Directions for this task - Which lines of the records below contain the word "hack"? Copy each of them out.

────────────────────

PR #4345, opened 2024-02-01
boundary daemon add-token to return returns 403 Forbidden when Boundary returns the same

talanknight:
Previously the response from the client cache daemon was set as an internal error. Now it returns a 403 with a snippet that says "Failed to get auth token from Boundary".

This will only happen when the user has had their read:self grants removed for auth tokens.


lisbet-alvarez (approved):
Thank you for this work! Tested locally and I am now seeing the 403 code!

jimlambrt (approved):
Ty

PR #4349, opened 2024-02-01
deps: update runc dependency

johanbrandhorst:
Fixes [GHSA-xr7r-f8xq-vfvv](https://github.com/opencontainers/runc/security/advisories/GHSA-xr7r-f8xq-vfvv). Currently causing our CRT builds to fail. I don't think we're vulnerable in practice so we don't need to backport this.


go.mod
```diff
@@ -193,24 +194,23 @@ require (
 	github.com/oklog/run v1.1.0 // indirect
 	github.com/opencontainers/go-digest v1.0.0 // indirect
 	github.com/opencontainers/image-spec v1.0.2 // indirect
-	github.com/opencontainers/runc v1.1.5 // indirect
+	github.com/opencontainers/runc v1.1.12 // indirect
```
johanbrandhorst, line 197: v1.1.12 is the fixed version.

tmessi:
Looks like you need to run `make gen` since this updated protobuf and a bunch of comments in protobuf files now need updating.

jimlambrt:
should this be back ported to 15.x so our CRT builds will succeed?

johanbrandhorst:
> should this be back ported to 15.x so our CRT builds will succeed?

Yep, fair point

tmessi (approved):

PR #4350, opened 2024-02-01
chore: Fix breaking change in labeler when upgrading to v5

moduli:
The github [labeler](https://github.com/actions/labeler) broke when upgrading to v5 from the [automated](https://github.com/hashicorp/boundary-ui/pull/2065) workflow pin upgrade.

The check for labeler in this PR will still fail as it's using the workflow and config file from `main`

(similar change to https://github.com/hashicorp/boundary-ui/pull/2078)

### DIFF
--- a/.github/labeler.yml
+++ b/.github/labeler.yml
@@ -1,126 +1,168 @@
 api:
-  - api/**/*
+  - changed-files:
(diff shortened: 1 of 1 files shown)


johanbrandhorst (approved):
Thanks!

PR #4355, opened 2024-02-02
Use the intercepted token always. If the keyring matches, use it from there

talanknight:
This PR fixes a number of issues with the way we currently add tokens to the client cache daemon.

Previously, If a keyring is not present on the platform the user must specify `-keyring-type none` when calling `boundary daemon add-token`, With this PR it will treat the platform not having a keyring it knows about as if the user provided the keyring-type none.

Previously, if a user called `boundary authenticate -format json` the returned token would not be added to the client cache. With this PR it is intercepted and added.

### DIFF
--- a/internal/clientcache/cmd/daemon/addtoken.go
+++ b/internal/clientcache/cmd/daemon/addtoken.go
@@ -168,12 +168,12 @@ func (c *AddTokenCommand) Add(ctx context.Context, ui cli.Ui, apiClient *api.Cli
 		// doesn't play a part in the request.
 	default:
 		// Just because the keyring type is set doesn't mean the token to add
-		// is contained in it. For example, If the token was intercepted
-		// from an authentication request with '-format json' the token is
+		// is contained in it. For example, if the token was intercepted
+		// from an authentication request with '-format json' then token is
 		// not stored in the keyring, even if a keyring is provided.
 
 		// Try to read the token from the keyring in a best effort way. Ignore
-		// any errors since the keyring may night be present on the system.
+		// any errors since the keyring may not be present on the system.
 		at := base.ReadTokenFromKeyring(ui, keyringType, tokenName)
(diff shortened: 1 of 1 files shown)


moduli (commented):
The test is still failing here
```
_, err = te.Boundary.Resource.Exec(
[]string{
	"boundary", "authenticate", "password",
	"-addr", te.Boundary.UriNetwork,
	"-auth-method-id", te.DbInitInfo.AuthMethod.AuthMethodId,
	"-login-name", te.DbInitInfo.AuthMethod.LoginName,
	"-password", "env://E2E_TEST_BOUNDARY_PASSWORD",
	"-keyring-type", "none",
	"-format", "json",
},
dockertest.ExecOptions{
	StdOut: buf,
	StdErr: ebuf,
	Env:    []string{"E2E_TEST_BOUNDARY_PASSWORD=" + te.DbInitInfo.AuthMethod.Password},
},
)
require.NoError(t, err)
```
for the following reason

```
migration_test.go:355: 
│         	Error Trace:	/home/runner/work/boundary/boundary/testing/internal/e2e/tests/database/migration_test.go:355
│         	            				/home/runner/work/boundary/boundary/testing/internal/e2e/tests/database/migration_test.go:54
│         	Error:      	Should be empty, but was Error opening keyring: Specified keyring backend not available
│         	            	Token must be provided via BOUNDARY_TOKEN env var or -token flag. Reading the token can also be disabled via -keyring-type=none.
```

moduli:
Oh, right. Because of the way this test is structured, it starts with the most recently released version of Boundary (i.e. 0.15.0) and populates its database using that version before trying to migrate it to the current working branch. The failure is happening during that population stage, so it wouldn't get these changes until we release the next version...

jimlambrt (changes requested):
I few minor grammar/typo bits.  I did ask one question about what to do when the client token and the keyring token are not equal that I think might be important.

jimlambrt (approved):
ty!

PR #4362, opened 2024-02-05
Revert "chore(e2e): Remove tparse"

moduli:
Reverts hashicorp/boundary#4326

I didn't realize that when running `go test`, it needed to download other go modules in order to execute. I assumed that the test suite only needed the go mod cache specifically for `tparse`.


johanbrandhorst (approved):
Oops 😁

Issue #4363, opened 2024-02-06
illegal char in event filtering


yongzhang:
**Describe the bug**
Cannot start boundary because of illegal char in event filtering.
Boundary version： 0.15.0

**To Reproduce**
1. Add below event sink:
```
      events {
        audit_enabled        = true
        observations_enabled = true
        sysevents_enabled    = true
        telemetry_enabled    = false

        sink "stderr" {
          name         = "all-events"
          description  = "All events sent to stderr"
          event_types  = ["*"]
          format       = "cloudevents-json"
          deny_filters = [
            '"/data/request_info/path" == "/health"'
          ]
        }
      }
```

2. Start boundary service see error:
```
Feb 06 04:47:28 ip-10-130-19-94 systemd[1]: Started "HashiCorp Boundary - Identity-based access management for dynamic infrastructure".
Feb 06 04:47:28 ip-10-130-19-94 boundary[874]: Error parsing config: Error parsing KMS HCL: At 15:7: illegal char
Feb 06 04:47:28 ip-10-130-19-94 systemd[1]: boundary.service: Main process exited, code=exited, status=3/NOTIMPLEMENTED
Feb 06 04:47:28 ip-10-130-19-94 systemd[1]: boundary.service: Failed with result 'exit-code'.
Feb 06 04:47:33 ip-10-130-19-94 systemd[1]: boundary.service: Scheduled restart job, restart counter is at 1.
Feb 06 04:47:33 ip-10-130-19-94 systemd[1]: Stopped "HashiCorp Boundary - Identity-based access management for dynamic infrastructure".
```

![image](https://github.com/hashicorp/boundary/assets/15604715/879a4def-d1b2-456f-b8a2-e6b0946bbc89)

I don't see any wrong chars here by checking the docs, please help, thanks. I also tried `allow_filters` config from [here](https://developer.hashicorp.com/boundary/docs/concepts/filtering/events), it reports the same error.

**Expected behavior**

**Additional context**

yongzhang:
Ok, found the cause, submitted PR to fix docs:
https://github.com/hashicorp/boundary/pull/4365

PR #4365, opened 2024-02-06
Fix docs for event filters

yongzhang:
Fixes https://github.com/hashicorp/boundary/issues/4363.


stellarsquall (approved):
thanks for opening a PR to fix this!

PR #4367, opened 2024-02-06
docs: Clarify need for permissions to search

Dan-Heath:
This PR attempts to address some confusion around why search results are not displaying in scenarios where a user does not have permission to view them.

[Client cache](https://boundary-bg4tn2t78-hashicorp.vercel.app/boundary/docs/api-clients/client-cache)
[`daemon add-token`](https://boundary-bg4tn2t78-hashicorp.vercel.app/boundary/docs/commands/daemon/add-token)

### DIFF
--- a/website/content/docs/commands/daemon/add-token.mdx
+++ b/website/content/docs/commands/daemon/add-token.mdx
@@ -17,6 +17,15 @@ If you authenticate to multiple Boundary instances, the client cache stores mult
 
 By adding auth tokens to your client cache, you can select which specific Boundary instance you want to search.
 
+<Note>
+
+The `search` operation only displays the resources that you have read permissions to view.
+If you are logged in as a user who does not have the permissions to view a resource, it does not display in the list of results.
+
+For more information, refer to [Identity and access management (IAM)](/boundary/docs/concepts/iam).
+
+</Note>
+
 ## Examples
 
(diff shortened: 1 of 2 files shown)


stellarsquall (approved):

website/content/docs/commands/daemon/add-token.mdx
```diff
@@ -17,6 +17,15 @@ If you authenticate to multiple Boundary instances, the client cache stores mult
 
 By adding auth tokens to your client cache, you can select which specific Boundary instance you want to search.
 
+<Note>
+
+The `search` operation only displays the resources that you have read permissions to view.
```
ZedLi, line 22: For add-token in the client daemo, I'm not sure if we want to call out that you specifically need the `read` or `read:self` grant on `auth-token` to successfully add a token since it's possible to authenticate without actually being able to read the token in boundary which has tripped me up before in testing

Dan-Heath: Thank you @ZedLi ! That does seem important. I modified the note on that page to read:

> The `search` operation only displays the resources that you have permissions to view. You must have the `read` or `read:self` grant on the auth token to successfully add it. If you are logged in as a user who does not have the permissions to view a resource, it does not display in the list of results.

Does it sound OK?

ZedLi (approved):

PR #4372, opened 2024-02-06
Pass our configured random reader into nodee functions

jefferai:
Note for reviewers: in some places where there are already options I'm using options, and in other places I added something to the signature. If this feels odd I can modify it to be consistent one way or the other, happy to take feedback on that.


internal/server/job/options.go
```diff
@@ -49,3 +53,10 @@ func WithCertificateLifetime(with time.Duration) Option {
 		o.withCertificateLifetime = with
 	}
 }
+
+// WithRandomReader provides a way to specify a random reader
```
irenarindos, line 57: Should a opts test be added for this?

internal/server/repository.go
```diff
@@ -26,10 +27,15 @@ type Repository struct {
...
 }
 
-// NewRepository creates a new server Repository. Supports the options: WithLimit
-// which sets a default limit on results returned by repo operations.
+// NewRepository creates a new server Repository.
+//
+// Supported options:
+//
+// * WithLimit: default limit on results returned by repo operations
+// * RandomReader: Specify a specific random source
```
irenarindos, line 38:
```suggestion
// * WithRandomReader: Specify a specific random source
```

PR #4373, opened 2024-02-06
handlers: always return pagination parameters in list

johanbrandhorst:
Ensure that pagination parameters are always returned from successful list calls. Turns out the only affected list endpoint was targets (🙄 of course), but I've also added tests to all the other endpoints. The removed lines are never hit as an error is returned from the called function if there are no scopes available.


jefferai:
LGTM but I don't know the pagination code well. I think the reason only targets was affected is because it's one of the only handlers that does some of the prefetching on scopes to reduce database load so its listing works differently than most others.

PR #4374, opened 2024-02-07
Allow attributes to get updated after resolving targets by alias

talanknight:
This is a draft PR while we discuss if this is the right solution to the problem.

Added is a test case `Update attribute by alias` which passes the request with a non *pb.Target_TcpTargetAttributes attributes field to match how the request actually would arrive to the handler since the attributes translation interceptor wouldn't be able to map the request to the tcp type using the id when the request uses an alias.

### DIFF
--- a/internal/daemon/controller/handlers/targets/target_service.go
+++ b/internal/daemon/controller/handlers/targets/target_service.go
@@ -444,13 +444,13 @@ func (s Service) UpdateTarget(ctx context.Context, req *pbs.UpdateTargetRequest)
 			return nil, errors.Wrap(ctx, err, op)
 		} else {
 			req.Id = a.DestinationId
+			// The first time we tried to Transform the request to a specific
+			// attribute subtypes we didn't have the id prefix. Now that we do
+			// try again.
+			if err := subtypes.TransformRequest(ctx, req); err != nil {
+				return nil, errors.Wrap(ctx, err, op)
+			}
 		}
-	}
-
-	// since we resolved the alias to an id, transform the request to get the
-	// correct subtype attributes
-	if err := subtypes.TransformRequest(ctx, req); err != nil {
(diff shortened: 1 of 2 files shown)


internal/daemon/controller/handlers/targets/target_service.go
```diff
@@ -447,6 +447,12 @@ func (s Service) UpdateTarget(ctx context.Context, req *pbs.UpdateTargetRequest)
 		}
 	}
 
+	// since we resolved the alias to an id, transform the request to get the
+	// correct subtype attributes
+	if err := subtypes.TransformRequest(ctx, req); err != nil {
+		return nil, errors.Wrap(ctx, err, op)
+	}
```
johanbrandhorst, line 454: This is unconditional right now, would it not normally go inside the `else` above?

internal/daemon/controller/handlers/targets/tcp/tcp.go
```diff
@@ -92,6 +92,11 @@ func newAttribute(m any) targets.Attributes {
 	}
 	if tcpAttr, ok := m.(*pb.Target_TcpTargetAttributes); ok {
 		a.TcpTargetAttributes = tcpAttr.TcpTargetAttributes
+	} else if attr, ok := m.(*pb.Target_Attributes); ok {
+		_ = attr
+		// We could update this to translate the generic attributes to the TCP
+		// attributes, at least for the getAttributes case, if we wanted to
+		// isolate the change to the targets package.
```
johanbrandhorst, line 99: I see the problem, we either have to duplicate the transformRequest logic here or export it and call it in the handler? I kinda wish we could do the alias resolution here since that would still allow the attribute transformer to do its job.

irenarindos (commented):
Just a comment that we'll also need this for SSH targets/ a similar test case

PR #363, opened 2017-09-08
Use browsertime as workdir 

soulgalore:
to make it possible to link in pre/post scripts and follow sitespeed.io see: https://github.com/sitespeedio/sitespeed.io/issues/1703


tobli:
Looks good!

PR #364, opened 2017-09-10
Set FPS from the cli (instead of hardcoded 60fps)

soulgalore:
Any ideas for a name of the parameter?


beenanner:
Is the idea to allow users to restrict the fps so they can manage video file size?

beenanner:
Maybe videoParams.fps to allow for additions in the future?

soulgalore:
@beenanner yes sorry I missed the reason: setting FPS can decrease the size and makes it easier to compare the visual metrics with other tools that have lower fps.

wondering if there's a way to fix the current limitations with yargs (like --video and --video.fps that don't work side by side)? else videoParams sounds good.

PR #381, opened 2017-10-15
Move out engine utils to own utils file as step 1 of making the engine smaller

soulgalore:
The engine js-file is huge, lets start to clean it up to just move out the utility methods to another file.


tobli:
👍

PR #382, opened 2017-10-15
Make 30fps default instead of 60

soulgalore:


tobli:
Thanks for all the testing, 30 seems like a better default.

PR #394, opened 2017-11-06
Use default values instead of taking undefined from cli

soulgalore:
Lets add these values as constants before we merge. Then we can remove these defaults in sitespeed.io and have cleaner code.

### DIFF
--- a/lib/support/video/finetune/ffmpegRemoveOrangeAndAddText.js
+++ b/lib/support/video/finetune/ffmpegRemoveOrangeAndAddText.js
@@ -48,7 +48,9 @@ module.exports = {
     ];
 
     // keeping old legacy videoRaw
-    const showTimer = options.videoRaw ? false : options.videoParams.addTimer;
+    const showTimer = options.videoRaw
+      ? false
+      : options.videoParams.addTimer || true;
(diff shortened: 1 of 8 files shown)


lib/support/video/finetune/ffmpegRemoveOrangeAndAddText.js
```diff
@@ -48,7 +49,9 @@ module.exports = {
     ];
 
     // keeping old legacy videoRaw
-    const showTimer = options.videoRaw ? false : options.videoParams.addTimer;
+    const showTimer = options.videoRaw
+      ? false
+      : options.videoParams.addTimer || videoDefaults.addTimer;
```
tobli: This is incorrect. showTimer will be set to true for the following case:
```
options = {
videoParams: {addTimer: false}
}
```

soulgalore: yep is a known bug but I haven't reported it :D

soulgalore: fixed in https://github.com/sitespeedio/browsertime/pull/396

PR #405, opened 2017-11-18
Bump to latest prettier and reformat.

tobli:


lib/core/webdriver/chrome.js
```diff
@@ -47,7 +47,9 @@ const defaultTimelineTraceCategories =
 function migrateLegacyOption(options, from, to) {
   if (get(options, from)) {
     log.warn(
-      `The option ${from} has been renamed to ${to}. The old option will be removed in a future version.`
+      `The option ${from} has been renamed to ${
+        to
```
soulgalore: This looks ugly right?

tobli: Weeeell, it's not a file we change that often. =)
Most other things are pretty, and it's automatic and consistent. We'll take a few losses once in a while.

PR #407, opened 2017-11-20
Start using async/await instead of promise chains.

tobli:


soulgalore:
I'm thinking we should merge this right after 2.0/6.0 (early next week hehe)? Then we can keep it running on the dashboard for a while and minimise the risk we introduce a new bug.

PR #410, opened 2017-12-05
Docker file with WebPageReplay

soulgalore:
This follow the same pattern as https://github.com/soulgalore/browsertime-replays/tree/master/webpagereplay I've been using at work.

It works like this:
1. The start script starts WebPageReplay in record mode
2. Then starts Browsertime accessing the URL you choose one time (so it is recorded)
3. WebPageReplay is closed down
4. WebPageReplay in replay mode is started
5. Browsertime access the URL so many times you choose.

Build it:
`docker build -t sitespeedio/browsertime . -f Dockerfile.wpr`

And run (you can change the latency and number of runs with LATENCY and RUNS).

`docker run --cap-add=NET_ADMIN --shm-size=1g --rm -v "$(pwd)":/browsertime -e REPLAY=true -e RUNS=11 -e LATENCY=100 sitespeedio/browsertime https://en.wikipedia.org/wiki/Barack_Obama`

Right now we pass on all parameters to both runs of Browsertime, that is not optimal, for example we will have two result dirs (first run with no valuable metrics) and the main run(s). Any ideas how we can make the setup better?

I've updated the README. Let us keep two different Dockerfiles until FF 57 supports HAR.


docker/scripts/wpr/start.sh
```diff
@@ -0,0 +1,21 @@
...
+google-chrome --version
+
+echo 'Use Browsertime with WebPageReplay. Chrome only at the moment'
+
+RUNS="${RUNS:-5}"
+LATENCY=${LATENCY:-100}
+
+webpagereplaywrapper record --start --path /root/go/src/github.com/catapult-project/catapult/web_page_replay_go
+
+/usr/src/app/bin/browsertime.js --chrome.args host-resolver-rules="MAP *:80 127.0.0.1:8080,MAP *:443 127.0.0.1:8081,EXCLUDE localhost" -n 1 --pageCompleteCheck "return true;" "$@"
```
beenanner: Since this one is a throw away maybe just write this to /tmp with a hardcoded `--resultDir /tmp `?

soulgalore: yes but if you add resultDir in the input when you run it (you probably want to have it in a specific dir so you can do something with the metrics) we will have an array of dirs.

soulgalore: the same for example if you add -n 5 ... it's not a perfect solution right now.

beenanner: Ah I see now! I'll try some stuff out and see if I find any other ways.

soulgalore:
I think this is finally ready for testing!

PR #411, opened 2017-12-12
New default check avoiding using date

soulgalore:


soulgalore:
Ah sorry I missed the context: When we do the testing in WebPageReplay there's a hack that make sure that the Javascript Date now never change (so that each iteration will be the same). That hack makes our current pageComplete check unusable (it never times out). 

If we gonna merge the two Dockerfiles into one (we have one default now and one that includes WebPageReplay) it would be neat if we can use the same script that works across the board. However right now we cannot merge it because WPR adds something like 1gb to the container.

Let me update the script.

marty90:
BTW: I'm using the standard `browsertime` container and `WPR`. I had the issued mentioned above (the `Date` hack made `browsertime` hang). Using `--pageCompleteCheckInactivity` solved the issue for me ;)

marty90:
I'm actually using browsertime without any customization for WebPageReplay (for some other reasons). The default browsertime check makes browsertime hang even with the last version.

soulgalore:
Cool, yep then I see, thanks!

────────────────────

Answer to the problem -
Ah sorry I missed the context: When we do the testing in WebPageReplay there's a hack that make sure that the Javascript Date now never change (so that each iteration will be the same). That hack makes our current pageComplete check unusable (it never times out). 
BTW: I'm using the standard `browsertime` container and `WPR`. I had the issued mentioned above (the `Date` hack made `browsertime` hang). Using `--pageCompleteCheckInactivity` solved the issue for me ;)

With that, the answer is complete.